Use a cog belt like a Gates PowerGrip or similiar.


----------



## king killer delete

Never done a surface drive but I have been around allot of chain driven devices. I support what these guys have said go belt.


----------



## The Flying Duckman

What Killer said.  

I have always had outboards myself.  I think though, if I was gonna build what you are talking about, I would go with the belt drive and carry a spare in the boat.

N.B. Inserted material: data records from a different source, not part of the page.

PR #200, opened 2021-11-15
[PATCH] Add new X resource for the Lucid toolkit

dickmao:


dickmao:
Currently a single X resource controls the thickness of both the menu 
external borders and the border of their internal elements.  The added 
resource makes it possible to control the two separately.

Patch attached.

PR #202, opened 2021-11-16
29.0.50; [PATCH] Don't ignore restriction in indent-region-line-by-line

dickmao:


dickmao:
Emacs convention is that low-level functions should respect restriction
so that their callers can set restriction according to their needs. For
example, 'c-indent-region' is a lower-level function which respects the
current restriction and 'indent-region' is a higher-level user command
which sets the restriction for lower-level functions, it calls
"(widen)".

'indent-region-line-by-line' is a low-level function on a similar level
as 'c-indent-region'. This patch makes it respect the current
restriction instead of having it call "(widen)".

PR #203, opened 2021-11-16
29.0.50; Command to get accidentally deleted frames back

dickmao:


dickmao:
Hello,

seems we don't have a command to restore a frame that the user has
killed by accident (note: we have `restore-frame', but that's something
different [related to maximizing commands]).  This is a feature request
to add such a command.

It seems this feature can't be implemented using window configurations
(AFAIU they die with their frame), and also not using frame
configurations (they don't work per frame) - but using one element
framesets seems to work:

#+begin_src emacs-lisp
(require 'frameset)
(require 'cl-lib)

(defvar my-killed-frame-ring-size 10)
(defvar my-killed-frames (make-ring my-killed-frame-ring-size))

(advice-add 'delete-frame :before #'my-remember-deleted-frame)

(defun my-remember-deleted-frame (&optional frame _force)
  (ring-insert my-killed-frames
               (frameset-save (list (or frame (selected-frame))))))

(defun my-restore-killed-frame (&optional n)
  (interactive "p")
  (let ((frames-before (frame-list)))
    (frameset-restore (ring-ref my-killed-frames (- (or n 1) 1)))
    (let ((restored (cl-set-difference (frame-list) frames-before)))
      (when (and restored (not (cdr restored)))
        (select-frame-set-input-focus (car restored))))))

(global-set-key [?\C-x ?5 ?t] #'my-restore-killed-frame)
#+end_src

Maybe having it in C would be better - I don't know.  A more convenient
access to frames killed earlier than the last one, instead of using the
prefix arg like above, might be appropriate (making the command
repeatable, maybe?)  Apart from these details the above is a start and
could just go to frameset.el.  Opinions?


TIA,

Michael.


In GNU Emacs 29.0.50 (build 25, x86_64-pc-linux-gnu, GTK+ Version 3.24.24, cairo version 1.16.0)
 of 2021-11-15 built on drachen
Repository revision: 6b79b03c81f77ca00adeb80170653d4c0b53d46a
Repository branch: master

dickmao:
> Maybe having it in C would be better - I don't know.

To avoid implementing the whole function in C,
'delete-frame' could call a hook with the frame as its arg,
then you can add your code to the hook.

> A more convenient access to frames killed earlier than the last one,
> instead of using the prefix arg like above, might be appropriate (making
> the command repeatable, maybe?)  Apart from these details the above is
> a start and could just go to frameset.el.  Opinions?

Very useful feature.  And like tab-undo is bound to 'C-x t u',
the frame closing undo could be bound to 'C-x 5 u'.

I haven't yet tested whether your implementation restores the tab-bar
as well, or maybe it would require more handling.  I suspect that
instead of framesets you might need to use window-state-get/window-state-put
like it's used in 'clone-frame'.  This means that code could go to frame.el.

dickmao:

> To avoid implementing the whole function in C,
> 'delete-frame' could call a hook with the frame as its arg,
> then you can add your code to the hook.

Yes, that sounds generally useful for other things, too.

-- 

dickmao:
[ Please bear with me here as I try to use the web interface for the
mail archive.  I apologise if I messed something up and the message
doesn't get CC'd to the debbugs.  ]

Hi Juri,

>> Maybe having it in C would be better - I don't know.
> To avoid implementing the whole function in C,
> 'delete-frame' could call a hook with the frame as its arg,
> then you can add your code to the hook.

Doesn't Emacs already provide this?  See `delete-frame-functions'.

dickmao:
Patch attached.

dickmao:
Slightly improved patch attached.

dickmao:
> Date: Tue, 16 Nov 2021 17:05:07 +0000
> From: Gregory Heytings <gregory@heytings.org>
> Cc: Michael Heerdegen <michael_heerdegen@web.de>
> 
> Slightly improved patch attached.

Thanks, I have some comments below.

> +(@code{make-frame-command}).  A prefix argument undeletes the last deleted
> +frame, a numerical prefix argument between 0 and 15 undeletes the
> +corresponding deleted frame, where 0 is the most recently deleted frame.

This is unusual meaning of prefix argument.  Why not use zero for the
last, 1 for the one before that, etc.?

> +---
> +** Frames
> +
> ++++
> +*** With a prefix argument, the key 'C-x 5 2' undeletes deleted frames.

I would make the heading shorter and more to the point:

  *** Deleted frames can now be undeleted.

> +(eval-when-compile (require 'frameset))
> +
> +(defvar undelete-frame--deleted-frames nil
> +  "Internal variable used by `undelete-frame--save-deleted-frame'.")
> +
> +(defun undeleted-frame--save-deleted-frame (frame)
> +  "Save the configuration of frames deleted with `delete-frame'.
> +Only the 16 most recently deleted frames are saved."
> +  (when (frame-live-p frame)
> +    (setq undelete-frame--deleted-frames
> +          (cons (cons
> +                 (display-graphic-p)
> +                 (frameset-save (list frame)))
> +                undelete-frame--deleted-frames))
> +    (if (> (length undelete-frame--deleted-frames) 16)
> +        (setq undelete-frame--deleted-frames
> +              (butlast undelete-frame--deleted-frames)))))
> +
> +(add-hook 'delete-frame-functions #'undeleted-frame--save-deleted-frame)

I'd rather we didn't do that by default.  Several reasons:

  . the startup code deletes the terminal frame, so the above means we
    will always load frameset, which is not a small package, at
    startup, even if the user has no use for this functionality
  . using add-hook in Emacs's own code _by_default_ is not a good
    style; hooks are for customizing the default behavior
  . saving configurations of 16 deleted frames _by_default_ means we
    again impose on all users something that only some of them will
    use

So I'd suggest instead making this an opt-in feature or maybe even
minor mode.  Only when turned on should we save away the deleted
frames.

(And did you consider wrapping this into some history-like feature,
where users could interactively select which past frame to restore?)

> +The 16 most recently deleted frames can however be undeleted with
> +`undelete-frame', which see.

The "however" part is "out of the blue" here; I'd drop it.

dickmao:
>>> Maybe having it in C would be better - I don't know.
>> To avoid implementing the whole function in C,
>> 'delete-frame' could call a hook with the frame as its arg,
>> then you can add your code to the hook.
>
> Doesn't Emacs already provide this?  See `delete-frame-functions'.

Thanks for mentioning `delete-frame-functions', then
we have everything necessary to implement this feature.

dickmao:
> +*** With a prefix argument, the key 'C-x 5 2' undeletes deleted frames.

Recently we had a dispute whether the prefix argument of 'C-x 5 2'
should be used to clone the frame, and now you propose another
meaning of its argument :)

But to avoid conflicts, like 'clone-frame' is bound to 'C-x 5 c',
'undelete-frame' could be bound to 'C-x 5 u'.

dickmao:
> I haven't yet tested whether your implementation restores the tab-bar
> as well, or maybe it would require more handling.  I suspect that
> instead of framesets you might need to use window-state-get/window-state-put
> like it's used in 'clone-frame'.

Now I tested the recently added 'clone-frame' with the tab-bar,
and indeed cloning a frame with the tab-bar breaks the tabs
in the cloned frame, and breaks the tabs on the original frame.
The fix is pushed now in c25be3e7bb.

dickmao:
Thanks for your comments, and thanks to Juri for his suggestion.

Updated patch attached, which incorporates your comments and Juri's 
suggestion.

>> +(@code{make-frame-command}).  A prefix argument undeletes the last deleted
>> +frame, a numerical prefix argument between 0 and 15 undeletes the
>> +corresponding deleted frame, where 0 is the most recently deleted frame.
>
> This is unusual meaning of prefix argument.  Why not use zero for the 
> last, 1 for the one before that, etc.?
>

You mean: 0 for the least recently deleted one, and 15 for the most 
recently deleted one?  So to recover the frame you just deleted by 
accident, you'd have to type C-u 15 C-x 5 u?  That seems unnatural to me, 
but perhaps it's just me.

>
> +(add-hook 'delete-frame-functions #'undeleted-frame--save-deleted-frame)
>
> I'd rather we didn't do that by default.  Several reasons:
>
> . the startup code deletes the terminal frame, so the above means we will always load frameset, which is not a small package, at startup, even if the user has no use for this functionality
> . using add-hook in Emacs's own code _by_default_ is not a good style; hooks are for customizing the default behavior
> . saving configurations of 16 deleted frames _by_default_ means we again impose on all users something that only some of them will use
>
> So I'd suggest instead making this an opt-in feature or maybe even minor 
> mode.  Only when turned on should we save away the deleted frames.
>

A minor mode is another option, indeed.  My feeling is that this feature 
is something about everyone would find useful, and that the cost you 
mention is not that high.  And I solved the problem of the deletion of the 
terminal frame.  So I made it an opt-out minor-mode.

>
> (And did you consider wrapping this into some history-like feature, 
> where users could interactively select which past frame to restore?)
>

Yes, I did consider this, but did not really know if it would be worth 
doing that.  Apparently it is ;-)  It's not yet clear to me how one could 
select one of the frames in a meaningful way.  I'll try to do that later.

>> +The 16 most recently deleted frames can however be undeleted with
>> +`undelete-frame', which see.
>
> The "however" part is "out of the blue" here; I'd drop it.
>

I see what you mean, but it's not out of the blue, it's meant to balance 
the "permanently eliminating" in "Delete FRAME, permanently eliminating it 
from use." two lines above.

dickmao:
tags 51883 + patch
quit

dickmao:

The command sounds useful, but I worry about one possible problem:
how much garbage will the to-be-restored frame hold onto?
Please investigate this and see whether it is a significant issue or not.

-- 

dickmao:
>
> And I solved the problem of the deletion of the terminal frame.
>

That solution wasn't robust enough, it would have failed if someone for 
some reason did a (setq after-init-time nil).  So I implemented something 
that shouldn't fail.

dickmao:
>
> The command sounds useful, but I worry about one possible problem: how 
> much garbage will the to-be-restored frame hold onto? Please investigate 
> this and see whether it is a significant issue or not.
>

It's not significant.  The frames are not kept in memory for later 
possible reuse, only a description of their state (size, windows, which 
buffer is displayed in which window) is kept in memory, which occupies a 
few kilobytes for each deleted frame.  That's much less than the memory 
used by undo, for example.  Moreover that state would not be kept for all 
deleted frames, but only for a the most recently deleted ones.

dickmao:
> Date: Tue, 16 Nov 2021 21:29:35 +0000
> From: Gregory Heytings <gregory@heytings.org>
> cc: 51883@debbugs.gnu.org, Juri Linkov <juri@linkov.net>, 
>     michael_heerdegen@web.de
> 
> Updated patch attached, which incorporates your comments and Juri's 
> suggestion.
> 
> > This is unusual meaning of prefix argument.  Why not use zero for the 
> > last, 1 for the one before that, etc.?
> 
> You mean: 0 for the least recently deleted one, and 15 for the most 
> recently deleted one?  So to recover the frame you just deleted by 
> accident, you'd have to type C-u 15 C-x 5 u?  That seems unnatural to me, 
> but perhaps it's just me.

No, I mean "last" as in "the most recently deleted one".  Sorry for
being unclear.

Usually, commands that use both numeric and raw prefix arg do
something very different with the raw argument, which is not the case
here.

> A minor mode is another option, indeed.  My feeling is that this feature 
> is something about everyone would find useful, and that the cost you 
> mention is not that high.  And I solved the problem of the deletion of the 
> terminal frame.  So I made it an opt-out minor-mode.

I'd prefer to make it opt-in.  I see no reason to force on everyone a
new feature that doesn't sound like it's urgent or important enough to
justify the behavior change.  Even though the memory it uses is not
large, it's still memory, and it still increases consing each time a
frame is deleted.  For example, some people turn on all kinds of optional
features that pop up new frames in many situations, and who knows what
this will cause in those usage patterns.  Why risk such unintended
consequences on behalf of a minor feature?

As a nice bonus, making it opt-in will also allow to make the
implementation cleaner: no need for special handling of the initial
frame etc.

> > The "however" part is "out of the blue" here; I'd drop it.
> >
> 
> I see what you mean, but it's not out of the blue, it's meant to balance 
> the "permanently eliminating" in "Delete FRAME, permanently eliminating it 
> from use." two lines above.

> +                 (and (not (display-graphic-p))
> +                      (seq-every-p
> +                       (lambda (f) (not (frame-parameter f 'display)))
> +                       (frame-list))))

This should have a comment explaining what it does and why.  (And I
hope we will be able to avoid doing that in the first place.)

Also, what happens with the daemon frame if this function is invoked
from a GUI frame?

> +Without a prefix argument, or with a non-numerical prefix argument,

This is better rephrased as

  ... or with just \\[universal-argument], ...

since "non-numerical prefix argument" will not necessarily be clear to
everyone quickly enough.

> +    (bindings--define-key menu [undelete-last-deleted-frame]
> +      '(menu-item "Undelete Frame" undelete-frame
> +                  :enable undelete-frame-mode
> +                  :help "Undelete last deleted frame"))

How about using "restore" instead of "undelete", here and everywhere
else?  I think it's a tad more clear, and also easier to understand,
as it doesn't use negative tense.

>         doc: /* Delete FRAME, permanently eliminating it from use.
>  FRAME must be a live frame and defaults to the selected one.
>  
> +The 16 most recently deleted frames can however be undeleted with
> +`undelete-frame', which see.

If "however" is because of "permanently", I'd rather we lost both.  It
makes little sense to say something and then contradict ourselves 2
sentences later.

The doc string should also mention the minor mode, because without it
the added sentence is inaccurate.

Thanks.

dickmao:
PiBUaGUgY29tbWFuZCBzb3VuZHMgdXNlZnVsLCBidXQgSSB3b3JyeSBhYm91dCBvbmUgcG9zc2li
bGUgcHJvYmxlbToNCj4gaG93IG11Y2ggZ2FyYmFnZSB3aWxsIHRoZSB0by1iZS1yZXN0b3JlZCBm
cmFtZSBob2xkIG9udG8/DQo+IFBsZWFzZSBpbnZlc3RpZ2F0ZSB0aGlzIGFuZCBzZWUgd2hldGhl
ciBpdCBpcyBhIHNpZ25pZmljYW50IGlzc3VlIG9yIG5vdC4NCg0KVGhhdCB3YXMgbXkgZmlyc3Qg
dGhvdWdodCB0b28uICBTb21lIHBlb3BsZSB1c2UNCmZldyBmcmFtZXMgb3ZlciBhbiBFbWFjcyBz
ZXNzaW9uLiAgU29tZSBvdGhlcnMNCnVzZSBtYW55Lg0KDQpBdCBsZWFzdCwgSUlVQywgYSB1c2Vy
IGNhbiBzZXQgdGhlIHJpbmcgc2l6ZSwNCnRvIGNvbnRyb2wgaG93IG1hbnkgZGVsZXRlZCBmcmFt
ZXMgdG8gc2F2ZS4NCg0KVGhhdCBzaG91bGQgYmUgc3VmZmljaWVudCAoaW5jbHVkaW5nIHRoZQ0K
cG9zc2liaWxpdHkgb2Ygc2V0dGluZyB0aGUgc2l6ZSB0byB6ZXJvKS4NCg=

dickmao:
>> +    (bindings--define-key menu [undelete-last-deleted-frame]
>> +      '(menu-item "Undelete Frame" undelete-frame
>> +                  :enable undelete-frame-mode
>> +                  :help "Undelete last deleted frame"))
>
> How about using "restore" instead of "undelete", here and everywhere
> else?  I think it's a tad more clear, and also easier to understand,
> as it doesn't use negative tense.

Michael pointed out that "restore" is a too confusing name
where "restore" is opposite to making a frame fullscreen.
OTOH, "undelete" is similar to "undo", so "undelete" better explains
what it does.  And the main advantage of the name "undelete-frame"
is that it's immediately clear that it's opposite to "delete-frame".

dickmao:
> Cc: Gregory Heytings <gregory@heytings.org>,  51883@debbugs.gnu.org,
>   michael_heerdegen@web.de
> Date: Wed, 17 Nov 2021 19:06:06 +0200
> 
> >> +    (bindings--define-key menu [undelete-last-deleted-frame]
> >> +      '(menu-item "Undelete Frame" undelete-frame
> >> +                  :enable undelete-frame-mode
> >> +                  :help "Undelete last deleted frame"))
> >
> > How about using "restore" instead of "undelete", here and everywhere
> > else?  I think it's a tad more clear, and also easier to understand,
> > as it doesn't use negative tense.
> 
> Michael pointed out that "restore" is a too confusing name
> where "restore" is opposite to making a frame fullscreen.

And I raised a brow when reading that.  "Restore" is a very far cry
from "fullscreen".  OTOH, browsers that keep history use "restore", so
I thought it will be a better terminology here.

> OTOH, "undelete" is similar to "undo", so "undelete" better explains
> what it does.

The difference is that "undo" is widely accepted terminology for what
that does.

> And the main advantage of the name "undelete-frame" is that it's
> immediately clear that it's opposite to "delete-frame".

But undelete-frame (the command) is NOT the opposite of delete-frame,
because it doesn't just delete the last frame you deleted.

Anyway, I don't intend to argue more; if you are unhappy with my
proposal, so be it.

dickmao:
Thanks again for your comments.

I attach an updated and improved patch.

>>> This is unusual meaning of prefix argument.  Why not use zero for the 
>>> last, 1 for the one before that, etc.?
>
> Usually, commands that use both numeric and raw prefix arg do something 
> very different with the raw argument, which is not the case here.
>

The last version of the patch now does that, too: no argument and a raw 
argument means "most recent", a numeric argument means "Nth".

>> A minor mode is another option, indeed.  My feeling is that this 
>> feature is something about everyone would find useful, and that the 
>> cost you mention is not that high.  And I solved the problem of the 
>> deletion of the terminal frame.  So I made it an opt-out minor-mode.
>
> I'd prefer to make it opt-in.  I see no reason to force on everyone a 
> new feature that doesn't sound like it's urgent or important enough to 
> justify the behavior change.  Even though the memory it uses is not 
> large, it's still memory, and it still increases consing each time a 
> frame is deleted.  For example, some people turn on all kinds of 
> optional features that pop up new frames in many situations, and who 
> knows what this will cause in those usage patterns.  Why risk such 
> unintended consequences on behalf of a minor feature?
>

I hear your arguments, but IMO that would be like making "undo" opt-in. 
I also wouldn't call that a "minor" feature, it's worth an entry in the 
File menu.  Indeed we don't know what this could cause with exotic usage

I had an older outboard with the shear pin in prop, and I carried a half dozen spare pins in my "possibles box".  They saved a couple of trips and kept us from paddling.


----------



## MudDucker

Size of sprockets and belts depends on hp, shaft length and prop.  You do well to try to use the same specs as an existing surface drive to take advantage of their testing data.


----------



## king killer delete

*Alright*



The Flying Duckman said:


> What Killer said.
> 
> I have always had outboards myself.  I think though, if I was gonna build what you are talking about, I would go with the belt drive and carry a spare in the boat.
> 
> I had an older outboard with the shear pin in prop, and I carried a half dozen spare pins in my "possibles box".  They saved a couple of trips and kept us from paddling.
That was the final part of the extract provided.